Effects of infection with Rhynchosporium secalis on some components of growth and yield in two barley cultivars
Authors AffiliationsM.A. Jackson was Postgraduate Research Plant Pathologist in the Department of Plant Pathology, University of California, Davis; R.K. Webster was Professor of Plant Pathology and Plant Pathologist in the Experiment Station, Davis.
Hilgardia 49(4):1-14. DOI:10.3733/hilg.v49n04p014. April 1981.

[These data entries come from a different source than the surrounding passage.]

PR #2222, opened 2024-11-19
CI Update AutoAWQ version to fix CI

BenjaminBossan:
Currently, the [CI fails](https://github.com/huggingface/peft/actions/runs/11905036144/job/33174835723#step:5:62) because awq tries to import a non-existing function from transformers (presumably it was there at one point but no longer is):

>     from transformers.modeling_utils import shard_checkpoint
> E   ImportError: cannot import name 'shard_checkpoint' from 'transformers.modeling_utils' (/opt/conda/envs/peft/lib/python3.11/site-packages/transformers/modeling_utils.py)

This has been [fixed](https://github.com/casper-hansen/AutoAWQ/commit/a28c747903bd917aaf43700e9ca8db65e74de19b) in awq v0.2.7. Therefore, this newer version is now used in CI.

### DIFF
--- a/docker/peft-gpu/Dockerfile
+++ b/docker/peft-gpu/Dockerfile
@@ -41,8 +41,8 @@ SHELL ["/bin/bash", "-c"]
 RUN source activate peft && \ 
     python3 -m pip install --no-cache-dir bitsandbytes optimum auto-gptq && \
     # Add autoawq for quantization testing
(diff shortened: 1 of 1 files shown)


SunMarc (approved):
Thanks for the update @BenjaminBossan

LysandreJik:
no problem for me!

PR #2223, opened 2024-11-19
TST: Move slow compile tests to nightly CI

BenjaminBossan:
These tests use `torch.compile` on semi-realistic models and are thus slow to execute. In sum, they take ~3 min to finish, with an overall CI runtime of ~15 min, so it's significant.

As these tests are very unlikely to be affected by most code changes, it should be fine to move them to nightly CI instead of running them on each PR. Also, presence of GPUs might speed the tests up.

Note that apart from moving the tests around, they are completely unchanged. They pass locally.

### DIFF
--- a/tests/test_gpu_examples.py
+++ b/tests/test_gpu_examples.py
@@ -15,6 +15,8 @@ import importlib
 import itertools
 import os
 import re
+import subprocess
+import sys
 import tempfile
 import unittest
 from collections import Counter, defaultdict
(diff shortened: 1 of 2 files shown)


tests/test_gpu_examples.py
```diff
@@ -4069,3 +4071,78 @@ def test_prefix_tuning_multiple_devices_encoder_decoder_model(self):
         peft_config = PrefixTuningConfig(num_virtual_tokens=10, task_type="SEQ_2_SEQ_LM")
         model = get_peft_model(model, peft_config)
         model.generate(**inputs)  # does not raise
+
+
+@pytest.mark.skipif(not torch.cuda.is_available(), reason="test requires a GPU")
+@pytest.mark.single_gpu_tests
```
sayakpaul, line 4077: Is this how we detect if a test is run nightly? If so, fine!

sayakpaul (approved):
Makes absolute sense!

tests/test_gpu_examples.py
BenjaminBossan: GPU tests are skipped for normal CI, and for nightly, they're included. So it's more of an indirect filter.

PR #2225, opened 2024-11-20
[FEAT] EVA: ensure deterministic behavior of SVD on multi gpu setups

sirluk:
Deterministic behavior of SVD computations on layer inputs is important on multi gpu setups to ensure resulting EVA state dicts are identical. Currently deterministic behaviour of SVD is ensured by just setting torch.manual_seed() inside `_get_eva_state_dict` which is not ideal because it can interfere with the seed set by the user. I therefore moved this functionality inside the `IncrementalPCA` class.

I also added a new argument for `get_eva_state_dict`: `gather_distributed_inputs` which is `False` by default and defines if inputs should be concatenated for the SVD computation for distributed runs.

### DIFF
--- a/examples/eva_finetuning/eva_finetuning_multi_gpu.py
+++ b/examples/eva_finetuning/eva_finetuning_multi_gpu.py
@@ -87,7 +87,7 @@ sampler.set_epoch(0)
 
 # Wrap model in DDP
 model = model.to(local_rank)
-model = DDP(model, device_ids=[local_rank], output_device=local_rank, find_unused_parameters=False)
+model = DDP(model, device_ids=[local_rank], output_device=local_rank)
 
 # setup peft config
 eva_config = EvaConfig(rho=rho)
@@ -96,7 +96,8 @@ peft_config = LoraConfig(
 )
 
 # EVA initialization
-eva_state_dict = get_eva_state_dict(model, dataloader, peft_config)
+# It is important to set `gather_distributed_inputs=True` here if you use a distributed data sampler.
+eva_state_dict = get_eva_state_dict(model, dataloader, peft_config, gather_distributed_inputs=True)
 eva_state_dict = {".".join(["base_model.model"] + k.split(".")[1:]): v for k, v in eva_state_dict.items()}
 
 # cleanup ddp
--- a/examples/eva_finetuning/eva_finetuning_multi_gpu.py
+++ b/examples/eva_finetuning/eva_finetuning_multi_gpu.py
@@ -96,8 +96,7 @@ peft_config = LoraConfig(
 )
 
 # EVA initialization
-# It is important to set `gather_distributed_inputs=True` here if you use a distributed data sampler.
-eva_state_dict = get_eva_state_dict(model, dataloader, peft_config, gather_distributed_inputs=True)
+eva_state_dict = get_eva_state_dict(model, dataloader, peft_config)
 eva_state_dict = {".".join(["base_model.model"] + k.split(".")[1:]): v for k, v in eva_state_dict.items()}
 
 # cleanup ddp
--- a/src/peft/tuners/lora/eva.py
+++ b/src/peft/tuners/lora/eva.py
@@ -469,7 +469,7 @@ def _load_eva_state_dict(
             elif new_rank != r:
                 if peft_config.eva_config.adjust_scaling_factors:
                     alpha *= new_rank / r
-            if new_rank != r or module.lora_A[adapter_name].weight.device == "meta":
+            if new_rank != r or module.lora_A[adapter_name].weight.device.type == "meta":
                 module.update_layer(r=new_rank, lora_alpha=alpha, init_lora_weights="eva", **update_layer_kwargs)
             module.lora_A[adapter_name].weight.copy_(w)
             new_target_modules.append(name_in_base_model)
--- a/src/peft/tuners/lora/eva.py
+++ b/src/peft/tuners/lora/eva.py
@@ -43,8 +43,14 @@ class _Hook:
     A base class for hooks that prepares layer inputs for EVA.
     """
 
-    def __init__(self, name: str, prepare_layer_inputs_fn: Optional[callable] = None):
+    def __init__(
+        self,
+        name: str,
+        prepare_layer_inputs_fn: Optional[callable] = None,
+        gather_distributed_inputs: bool = True,
+    ):
         self.name = name
+        self.gather_distributed_inputs = gather_distributed_inputs
         if prepare_layer_inputs_fn is None:
             self._prepare_layer_inputs_fn = self._prepare_layer_inputs_fn_default
         else:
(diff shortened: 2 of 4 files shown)


src/peft/tuners/lora/eva.py
```diff
@@ -43,8 +43,14 @@ class _Hook:
     A base class for hooks that prepares layer inputs for EVA.
     """
 
-    def __init__(self, name: str, prepare_layer_inputs_fn: Optional[callable] = None):
+    def __init__(
+        self,
+        name: str,
+        prepare_layer_inputs_fn: Optional[callable] = None,
+        gather_distributed_inputs: bool = False,
```
BenjaminBossan, line 50: For my understanding, setting `gather_distributed_inputs=True` in a non-distributed setting makes no sense. In what circumstances would we `gather_distributed_inputs=False` in a distributed setting?

src/peft/tuners/lora/eva.py
```diff
@@ -314,6 +317,14 @@ def _get_rank_distribution(hooks, layer_hook_map, equal_inputs_map, rank_budget,
     if len(dataloader) == 0:
         raise ValueError("dataloader is empty")
 
+    # check if dist is initialized
+    if dist.is_initialized() and gather_distributed_inputs:
+        warnings.warn(
+            "torch.distributed is initialized and `gather_distributed_inputs` is True, "
+            "therefore EVA initialization will gather tensors from all ranks. "
+            "Ensure the model does not recieve the same inputs on different ranks."
```
BenjaminBossan, line 325:
```suggestion
            "Ensure the model does not receive the same inputs on different ranks."
```

src/peft/tuners/lora/eva.py
```diff
@@ -579,6 +597,7 @@ def get_eva_state_dict(
             case model_inputs is the mask used to determine which indices should be used for SVD (created by
             `prepare_model_inputs_fn_language_modeling`).
         adapter_name (str): The name of the adapter to compute the SVD for.
+        gather_distributed_inputs (bool): Whether to gather the layer inputs from all ranks. Default is False.
```
BenjaminBossan, line 600: Let's add: "Set this to True if ...".

src/peft/tuners/lora/eva.py
```diff
@@ -672,6 +693,7 @@ def initialize_lora_eva_weights(
             case model_inputs is the mask used to determine which indices should be used for SVD (created by
             `prepare_model_inputs_fn_language_modeling`).
         adapter_name (str): The name of the adapter to initialize the weights for.
+        gather_distributed_inputs (bool): Whether to gather the layer inputs from all ranks. Default is False.
```
BenjaminBossan, line 696: Let's add: "Set this to True if ...".

src/peft/utils/incremental_pca.py
```diff
@@ -66,11 +68,18 @@ def __init__(
             if lowrank_q < n_components:
                 raise ValueError("lowrank_q must be greater than or equal to n_components.")
 
-            def svd_fn(X):
-                U, S, V = torch.svd_lowrank(X, q=lowrank_q, niter=lowrank_niter)
+            def svd_fn(X, seed):
+                if seed is not None:
```
BenjaminBossan, line 72: I haven't used it, but could this be a good situation to use [`fork_rng`](https://pytorch.org/docs/stable/random.html#torch.random.fork_rng)?

src/peft/utils/incremental_pca.py
```diff
@@ -66,11 +68,18 @@ def __init__(
             if lowrank_q < n_components:
                 raise ValueError("lowrank_q must be greater than or equal to n_components.")
 
-            def svd_fn(X):
-                U, S, V = torch.svd_lowrank(X, q=lowrank_q, niter=lowrank_niter)
+            def svd_fn(X, seed):
```
BenjaminBossan, line 71: Would it make sense to turn `svd_fn` into a proper method, with all arguments stored as `self` attributes (so `self.lowrank = lowrank` etc.). Then we don't need to `partial` over the arguments. Furthermore, this is more in line with sklearn: Save all the class arguments as `self` attributes and don't put any further logic inside of `__init__` -- this is because this logic is not executed when running `set_params` on the object.

Of course, this `IncrementalPCA` class is not a proper sklearn `BaseEstimator` with `get_params` and `set_params`, so it doesn't really matter, but it could still be nice for possible future integration to keep with the sklearn standards.

BenjaminBossan (commented):
Thanks for these small fixes for distributed EVA. Overall, this looks good as is but I have added some comments for potential improvement, please check.

src/peft/tuners/lora/eva.py
sirluk: My thinking when adding this parameter was that users might use a distributed environment but for some reason do not create a distributed dataloader for EVA. For those cases we would have the same examples as layer inputs and thus when gathering we would have duplicates in the input to the SVD computation. Not sure if this is a valid scenario of if we can disregard this.

src/peft/utils/incremental_pca.py
sirluk: I didnt know about this function but it looks useful. I will check if I can implement it.

src/peft/utils/incremental_pca.py
sirluk: done, I cleaned up the __init__ method and defined the svd methods as proper class methods

src/peft/tuners/lora/eva.py
BenjaminBossan: Ah yes, that makes sense. Could you please add this info to the docstring below, that way users know when they should set this in a distributed setting.

One thing I wonder: Could we make this `Optional[bool]` and if the value is `None` and the setting is distributed, automatically switch to `True`, otherwise to `False`? This is probably the most common case. Users still can pass `False` explicitly in a distributed setting if they want to.

sirluk: I think we can leave it as `bool` and set the default to `True` as the Hooks anyway only gather if `dist.is_initialized()`. So if the setting is not distributed this argument has no effect.

BenjaminBossan, line 50: Since `gather_distributed_inputs` defaults to `True` now in `initialize_lora_eva_weights`, should it also be changed here?

examples/eva_finetuning/eva_finetuning_multi_gpu.py
```diff
@@ -96,7 +96,8 @@
 )
 
 # EVA initialization
-eva_state_dict = get_eva_state_dict(model, dataloader, peft_config)
+# It is important to set `gather_distributed_inputs=True` here if you use a distributed data sampler.
+eva_state_dict = get_eva_state_dict(model, dataloader, peft_config, gather_distributed_inputs=True)
```
BenjaminBossan, line 100:
```suggestion
eva_state_dict = get_eva_state_dict(model, dataloader, peft_config)
```

As `True` is the default.

BenjaminBossan (commented):
Thanks for the updates. I have some nits, WDYT?

sirluk:
@BenjaminBossan thanks for the suggestions, I integrated them!

BenjaminBossan (approved):
Thanks for these updates to EVA, LGTM.

PR #2226, opened 2024-11-20
CI: Skip EETQ tests while broken

BenjaminBossan:
EETQ tries to import the `shard_checkpoint` function from transformers but it has been removed in the latest version. Therefore, trying to use EETQ currently results in an import error that crashes all the tests. This fix results in EETQ tests being skipped if there is an import error.

The issue has been reported to EETQ: https://github.com/NetEase-FuXi/EETQ/issues/34


SunMarc (approved):
Thanks for fixing this ! LGTM ! If you have some time, could you also do it for transformers ?

PR #2493, opened 2025-04-11
make test_lora_use_dora_linear pass on XPU

yao-matrix:
**command**
`pytest -rA tests/test_initialization.py::TestLoraInitialization::test_lora_use_dora_linear`

**symptom**
This test is flaky on XPU, `torch.use_deterministic_algorithms()` can make it always pass by enabling deterministic algorithms.

**proposed fix**
I added a `require_deterministic` decorator for such cases: while entering this decorator, it will save current deterministic state and enable deterministic algorithm for target test case; while exiting from this decorator, it will restore before deterministic state.

**impact**
XPU: before this PR **fail**, after this PR **pass**
A100: before this PR **pass**, after this PR **pass**

Also the new decorator can fix below 2 fails mentioned in https://github.com/huggingface/peft/pull/2471, @jiqing-feng, so I remove them from skip cases.

### DIFF
--- a/tests/test_common_gpu.py
+++ b/tests/test_common_gpu.py
@@ -60,6 +60,7 @@ from .testing_utils import (
     device_count,
     load_cat_image,
     require_bitsandbytes,
+    require_deterministic,
     require_multi_accelerator,
     require_non_cpu,
 )
@@ -1124,8 +1125,8 @@ class PeftGPUCommonTests(unittest.TestCase):
 
     @require_non_cpu
     @pytest.mark.single_gpu_tests
+    @require_deterministic
     @require_bitsandbytes
-    @pytest.mark.skipif(not torch.cuda.is_available(), reason="XPU have numerial errors")
     def test_4bit_dora_inference(self):
         # check for same result with and without DoRA when initializing with init_lora_weights=False
         bnb_config = BitsAndBytesConfig(
@@ -1164,8 +1165,8 @@ class PeftGPUCommonTests(unittest.TestCase):
 
     @require_non_cpu
     @pytest.mark.single_gpu_tests
+    @require_deterministic
     @require_bitsandbytes
-    @pytest.mark.skipif(not torch.cuda.is_available(), reason="XPU have numerial errors")
     def test_8bit_dora_inference(self):
         # check for same result with and without DoRA when initializing with init_lora_weights=False
         model = AutoModelForCausalLM.from_pretrained(
--- a/tests/test_common_gpu.py
+++ b/tests/test_common_gpu.py
@@ -60,7 +60,7 @@ from .testing_utils import (
     device_count,
     load_cat_image,
     require_bitsandbytes,
-    require_deterministic,
+    require_deterministic_for_xpu,
     require_multi_accelerator,
     require_non_cpu,
 )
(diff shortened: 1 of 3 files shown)


yao-matrix:
@BenjaminBossan, pls help review, thx

yao-matrix:
@faaany , FYI.

tests/test_common_gpu.py
```diff
@@ -1124,8 +1125,8 @@ def test_serialization_shared_tensors(self):
 
     @require_non_cpu
     @pytest.mark.single_gpu_tests
+    @require_deterministic
```
BenjaminBossan, line 1128: Let's add a comment here that this is required for the test to pass on XPU.

tests/test_common_gpu.py
```diff
@@ -1164,8 +1165,8 @@ def test_4bit_dora_inference(self):
...
```
BenjaminBossan, line 1168: Let's add a comment here that this is required for the test to pass on XPU.

tests/test_initialization.py
```diff
@@ -1053,6 +1053,7 @@ def test_lora_rslora_scaling_pattern(self):
         assert model.embed.scaling["default"] == expected_scaling["embed"]
         assert model.conv2d.scaling["default"] == expected_scaling["conv2d"]
 
+    @require_deterministic
```
BenjaminBossan, line 1056: Let's add a comment here that this is required for the test to pass on XPU.

BenjaminBossan (commented):
Generally, I'm fine with the PR. But I'm a bit surprised that a very straightforward test like `test_lora_use_dora_linear` would require setting the algos to deterministic. Do you have an idea why that would be?

I assume that the error is quite small and loosening tolerances would also make the test pass or is it a big difference?

yao-matrix:
> pytest -rA tests/test_initialization.py::TestLoraInitialization::test_lora_use_dora_linear

It's not very big for this case, and our first thought is to loose the tolerance to `1e-6` in this case. And then we test more such cases, and see we need different tolerances for different cases. Then, we are thinking it's may be needed to change tolerance in a very cautious way, if we want to target XPU as CUDA-equivalent device. And we found while switching to deterministic way, we'll meet current criteria, so our first plan is to find the ops which lead to such variance and discuss w/ our operator team to see whether we can fix them before we change tolerance.  That's the logic behind this PR, we have one work now, we need work more to make it work and performant, once it's done, we will remove this decorator case-by-case. There maybe some cases that we cannot meet current tolerance and we think we need work w/ you to lift it to a higher value, we will discuss with you then. Hope this explanation helps.

tests/test_common_gpu.py
yao-matrix: changes to use `require_deterministic_for_xpu` for explicity

yao-matrix:
@BenjaminBossan , done, thx

BenjaminBossan:
Thanks for the update @yao-matrix, could you please run `make style`?

yao-matrix:
done, @BenjaminBossan , sorry for forgetting checking style

yao-matrix:
the ci failure is not relevant to this PR.

yao-matrix:
@BenjaminBossan , pls help review, thx

BenjaminBossan (approved):
Thanks for the PR, LGTM.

Two cultivars of barley, Numar and Briggs, differing in their susceptibility to Rhynchosporium secalis, but without any known vertical genes for disease resistance, were grown in replicate plots and either inoculated with race 74 of R. secalis or sprayed with Benlate for disease control. Measurements included height, numbers of various plant parts, leaf area, dry weight of plant parts, yield components and grain yield. Analysis of the data indicated the more resistant variety Briggs, outyielded the susceptible variety Numar, and differed in other growth components. Calculation of leaf life span indicated this was a key difference between varieties with respect to disease resistance. Further testing on the relationship between leaf life span and disease resistance is necessary, but measurement of leaf life span may be a useful tool in screening breeding material for a background level of horizontal resistance, as well as leading to better understanding of a mechanism of disease resistance.